[PATCH v2 1/6] powerpc/code-patching: Implement generic text patching function

Tue Sep 27 12:57:26 AEST 2022

On Mon, 2022-09-26 at 14:33 +0000, Christophe Leroy wrote:
> > +#define patch_memory(addr, val) \
> > +({ \
> > +       BUILD_BUG_ON(!__native_word(val)); \
> > +       __patch_memory(addr, (unsigned long) val, sizeof(val)); \
> > +})
> 
> Can you do a static __always_inline function instead of a macro here
> ?

I didn't before because it doesn't allow using the type as a parameter.
I considered these forms

  patch_memory(addr, val, 8);
  patch_memory(addr, val, void*);
  patch_memory(addr, val);  // size taken from val type

And thought the third was the nicest to use. Though coming back to
this, I hadn't considered

  patch_memory(addr, val, sizeof(void*))

which would still allow a type to decide the size, and not be a macro.
I've got an example implementation further down that also addresses the
size check issue.

> > +static int __always_inline ___patch_memory(void *patch_addr,
> > +                                          unsigned long data,
> > +                                          void *prog_addr,
> > +                                          size_t size)
> 
> Is it really needed in the .c file ? I would expect GCC to take the 
> right decision by itself.

I thought it'd be better to always inline it given it's only used
generically in do_patch_memory and __do_patch_memory, which both get
inlined into __patch_memory. But it does end up generating two copies
due to the different contexts it's called in, so probably not worth it.
Removed for v3.

(raw_patch_instruction gets an optimised inline of ___patch_memory
either way)

> A BUILD_BUG() would be better here I think.

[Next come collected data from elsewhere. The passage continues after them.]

PR #604, opened 2018-01-13
Fix GM "New Contract" payment modifier spinner

### LINKED ISSUE #308: Contract Payment Multiplier cannot be changed
Reported on Slack MegaMek-public by scjazz and verified by me, both on 0.42.0:

In GM mode, going to the briefing tab and adding a new mission/contract, you have a bunch of options including a payment multiplier. This multiplier is fixed to 1.2 (for me, for scjazz 1.125), using any method of editing there does not change it (neither arrows nor textual input, after the attempted change it changes back to 1.2). scjazz also reported that changing PaymentMultiplier in the CPNX does not affect the campaign.

Qwertronix:
This allows editing of the "Payment Multiplier" spinnerbox in new AtB-style contracts being added in GM mode, in most situations. It was previously being recalculated in the event handler for _any_ changes to any of the controls in the dialog, including this one. 

It should now allow editing but get recalculated automatically if the planet, factions or contract type are changed. 

Fixes #308

### DIFF
--- a/MekHQ/src/mekhq/gui/dialog/NewAtBContractDialog.java
+++ b/MekHQ/src/mekhq/gui/dialog/NewAtBContractDialog.java
@@ -588,7 +588,9 @@ public class NewAtBContractDialog extends NewContractDialog {
     		contract.setEnemyQuality(cbEnemyQuality.getSelectedIndex());
     	}
     	
-    	if (needUpdatePayment) { updatePaymentMultiplier(); }
+    	if (needUpdatePayment) {
+            updatePaymentMultiplier();
+        }
     	super.doUpdateContract(source);
     	
     	addAllListeners();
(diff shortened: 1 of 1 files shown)


MekHQ/src/mekhq/gui/dialog/NewAtBContractDialog.java
```diff
@@ -577,8 +582,8 @@ protected void doUpdateContract(Object source) {
     		contract.setEnemyQuality(cbEnemyQuality.getSelectedIndex());
     	}
     	
-   		updatePaymentMultiplier();
-   		super.doUpdateContract(source);
+    	if (needUpdatePayment) { updatePaymentMultiplier(); }
```
Dylan-M: This if statement also should be changed to reflect our coding style standards:
    if (conditional) {
        code_here
    }

Rather than the one line version it currently has.

Qwertronix: Will do and update.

BUILD_BUG() as the default case always triggers though, I assume
because the constant used for size is too far away. How about

  static __always_inline int patch_memory(void *addr, 
                                          unsigned long val, 
                                          size_t size) 
  {
      int __patch_memory(void *dest, unsigned long src, size_t size);

      BUILD_BUG_ON_MSG(!(size == sizeof(char)  ||
                         size == sizeof(short) ||
                         size == sizeof(int)   ||
                         size == sizeof(long)),
                       "Unsupported size for patch_memory");
      return __patch_memory(addr, val, size);
  }

Declaring the __patch_memory function inside of patch_memory enforces
that you can't accidentally call __patch_memory without going through
this or the *patch_instruction entry points (which hardcode the size).

> > +       }
> > 
> > -               __put_kernel_nofault(patch_addr, &val, u32,
> > failed);
> > -       } else {
> > -               u64 val = ppc_inst_as_ulong(instr);
> > +       dcbst(patch_addr);
> > +       dcbst(patch_addr + size - 1); /* Last byte of data may
> > cross a cacheline */
> 
> Or the second byte of data may cross a cacheline ...

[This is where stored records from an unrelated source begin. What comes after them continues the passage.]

PR #640, opened 2018-02-05
Aero System Repairs Errata

mkerensky:
This adds a test of an errata suggestion for aero systems that have multiple hits, allowing the systems to be repaired/replaced based on the number of hits taken rather than rolling a (10+) as per 'other' equipment hit in combat.  An errata entry has been sent to CGL for review - this will allow us to test it while they mull it over.

Also, it breaks out the published repair times for ASF systems from the December 2017 errata.


MekHQ/src/mekhq/campaign/parts/FireControlSystem.java
```diff
@@ -72,15 +72,53 @@ public void updateConditionFromEntity(boolean checkForDestruction) {
...
 	
 	@Override 
 	public int getBaseTime() {
+        if (campaign.getCampaignOptions().useAeroSystemHits()) {
+            //Test of proposed errata for repair times
+            Entity e = unit.getEntity();
+            if (isSalvaging()) {
+                if (e.hasETypeFlag(Entity.ETYPE_DROPSHIP) || e.hasETypeFlag(Entity.ETYPE_JUMPSHIP)) {
+                    if (e.hasNavalC3()) {
+                        return 8640;
```
Dylan-M: Instead of a fixed number, we should have the base and then have a multiplier for Naval C3.

Dylan-M: In fact, it looks like Naval C3 is always double? If so, I would have this code look like this (Everywhere Naval C3 has an impact):
    int time = 240;
    if (e.hasNavalC3()) {
        time *= 2;
    }
    return time;

MekHQ/src/mekhq/campaign/parts/FireControlSystem.java
```diff
@@ -72,15 +72,53 @@ public void updateConditionFromEntity(boolean checkForDestruction) {
...
+                    return 240;
+                } else {
+                    return 120;
+                }
+            } 
+            if (hits == 2) {
+                if (e.hasETypeFlag(Entity.ETYPE_DROPSHIP) || e.hasETypeFlag(Entity.ETYPE_JUMPSHIP)) {
+                    if (e.hasNavalC3()) {
+                        return 960;
+                    }
```
Dylan-M: I also see a lot of inconsistency in repair times. Here, the base repair time for AeroSpace is 240, the larger time for DS/JS/WS is 480 (double), and the Naval C3 doubles that again. Yet in other places, the DS/JS/WS value is **much** more than double... it would be nice to have a consistent formula, and then just apply said formula at the end of the method after setting the base value. This is feedback on the proposed errata to have a formula like that, rather than pulling values out of thin air.

MekHQ/src/mekhq/campaign/parts/MissingAeroSensor.java
```diff
@@ -57,7 +57,12 @@ public MissingAeroSensor(int tonnage, boolean drop, Campaign c) {
     
     @Override 
 	public int getBaseTime() {
-		return 1200;
+        //Published errata for replacement times of small aero vs large craft
+        Entity e = unit.getEntity();
+        if (e.hasETypeFlag(Entity.ETYPE_DROPSHIP) || e.hasETypeFlag(Entity.ETYPE_JUMPSHIP)) {
+            return 1200;
+        }
```
Dylan-M: This is an example of what I meant in the comment above, 1200 for large space vessels is ~4.62* the small craft value. Not consistent at all. We should be proposing a more consistent and simplified errata I think :/

MekHQ/src/mekhq/campaign/parts/MissingAvionics.java
```diff
@@ -53,6 +53,15 @@ public MissingAvionics(int tonnage, Campaign c) {
     
     @Override 
 	public int getBaseTime() {
+        if (campaign.getCampaignOptions().useAeroSystemHits()) {
+            //Test of proposed errata for repair times
+            Entity e = unit.getEntity();
+            if (e.hasETypeFlag(Entity.ETYPE_DROPSHIP) || e.hasETypeFlag(Entity.ETYPE_JUMPSHIP)) {
+                return 4800;
```
Dylan-M: One final note on the previous 2 inline comments' remarks about consistency: here the large craft is 8 times the small craft time. Major WTF factor ;)

MekHQ/src/mekhq/resources/CampaignOptionsDialog.properties
```diff
@@ -34,6 +34,8 @@ resetToFirstTechCheckBox.text=After repair reset to the technician at the top of
 resetToFirstTechCheckBox.toolTipText=After any repair/salvage task, always selects the technician at the top of the list\n(Can be combined with option to place tech assigned to unit at top of list)
 useDamageMargin.text=Damage/destroy parts by margin of failure
 useDamageMargin.toolTipText=Instead of destroying/damaging parts only by elite techs, parts are damaged/destroyed when the tech roll\nfails by a given margin.
+useAeroSystemHits.text=(Unofficial) Damage/destroy Aero system parts by number of hits taken
```
Dylan-M: Maybe replace (Unofficial) with (Proposed Errata) to make it clear to people what is going on here

MekHQ/src/mekhq/campaign/parts/FireControlSystem.java
mkerensky: There is a rhyme and reason for my times. I left the large craft times as published in SO. I happen to agree with you heartily on their being absurd in some cases, but it was my understanding that RAW is RAW and those get left alone. 
December 2017 errata added the small craft section to aero repairs, which includes sensors and life support but not FCS or avionics, so I put those into this. 
SO as published has repair times for all of these systems, which typically don't get used in MM/MHQ because the system gets destroyed and requires replacement on a roll of 2-9 by default. I took these times into account and tried to make them realistic increments for 1 hit/2hits/3hits where the system is not destroyed. In a lot of cases they're really small, so I referenced Mech repair times in order to make the numbers for small craft less than those for large craft. 
I was thinking that repair time should go up when a system takes multiple hits, but maybe a different option would be for the difficulty modifier to go up. Isn't that how ground unit repairs work, for things like IS and Engines?
If we want to change this to be an unofficial 'sanity check' on large craft repair times, I'd be more than happy to reduce some of the absurd numbers like 6720 and 4320.  I think 5-10x the small craft value is fair. WWII repair times DID happen with 24 hour work in shifts, lots of extra people and a shipyard. SO covers all those things, once the planets project identifies systems with shipyards/factories/stations with repair facilities and I get docking implemented.

Dylan-M: Thats fair, but even a warships damage control parties are more than one man, and more than one party for that matter. Hence my comments that only getting the equivalent of 1 crew member worth of time is... dumb... and that the time should be based on number of crew. Would also give an advantage to carrying more crewmen than the minimum required

mkerensky:
I think I've made all requested changes here.

MekHQ/src/mekhq/gui/dialog/CampaignOptionsDialog.java
```diff
@@ -884,6 +887,18 @@ public void actionPerformed(java.awt.event.ActionEvent evt) {
                 }
             }
         });
+        
+        useAeroSystemHitsBox.setText(resourceMap.getString("useAeroSystemHits.text")); // NOI18N
```
NickAragua: One more small change: can we move this above the "Damage/Destroy Parts by Margin of Failure" checkbox?

NickAragua:
Looks good other than the one minor requested change.

mkerensky:
That should take care of it.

It might, but unless we are assuming data cachelines smaller than the
native word size it will either be in the first or last byte's
cacheline. Whereas the last byte might be in it's own cacheline.

As justification the comment's misleading though, how about reducing it
to "data may cross a cacheline" and leaving the reason for flushing the
last byte implicit?

> > -static int __do_patch_instruction(u32 *addr, ppc_inst_t instr)
> > +static int __always_inline __do_patch_memory(void *dest, unsigned
> > long src, size_t size)
> >   {
> 
> Whaou, do we really want all this to be __always_inline ? Did you
> check 
> the text size increase ?

These ones are redundant because GCC will already inline them, they
were just part of experimenting inlining ___patch_memory. Will remove
for v3. 

The text size doesn't increase though because the call hierarchy is
just a linear chain of
__patch_memory -> do_patch_memory -> __do_patch_memory

The entry point __patch_memory is not inlined.